きものと仕事 三砂ちづる

2021.12.22

22アイロン

 

 日常生活でアイロンをよく使うだろうか。どうもアイロンというのは日本の生活になじんだようで、なじんでいないような気がする。とてもおしゃれな友人夫婦は、アイロンを持っていないという。アイロンをかけなければならない服が、ないそうだ。ご夫君がスーツを着る時のワイシャツにはもちろんアイロンが必要なわけだが、それはクリーニング屋に持っていっている。スーツを着たり、ネクタイを締めたり、という生活のビジネスマンの多くは、シャツは自分でアイロンをかけるのではなく、クリーニング屋に頼み、洗ってもらって、アイロンをかけてもらっている事が多い。これはもう、何十年も前からのやり方のようで、すでに亡くなった昭和2年生まれの父も、常にワイシャツというものはクリーニング屋に持っていくもので、ビニール袋に入ってきちっとたたまれたものがもどってきて、いつも家にあった覚えがある。出張というと、そのたたまれたシャツをビニールごと持って行っていた。今では、クリーニング屋さんがたたまずにハンガーにかけて渡す場合も多いようだが、あの輝くように真っ白に洗われて、びしっと業務用アイロンをかけられたワイシャツには、家でアイロンをかけたものはかなわないので、そう、日本のワイシャツは長くクリーニング屋で洗われてきたものなのであった。

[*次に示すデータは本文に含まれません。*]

PR #88, opened 2018-10-24
Start component logging

### LINKED ISSUE #48: Logging installation of bblfsh drivers
The first time I run `srcd web sql` it will install the recommended drivers for bblfsh. I'd like the log to reflect which drivers are being downloaded & installed (as we do on `srcd init` with the cli-daemon).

しかし近年は、形状記憶シャツなるものが登場し、アイロンをかけずに洗ったままで大丈夫なワイシャツが増えた。いや、正確にいうと、昭和30年代(今の人にとっては大昔である)生まれの私が高校生の頃、すでに高校生の制服の白いシャツはすでに「ノーアーロン」で着られるシャツだったから、アイロンなしのシャツの歴史も、思えば、長い。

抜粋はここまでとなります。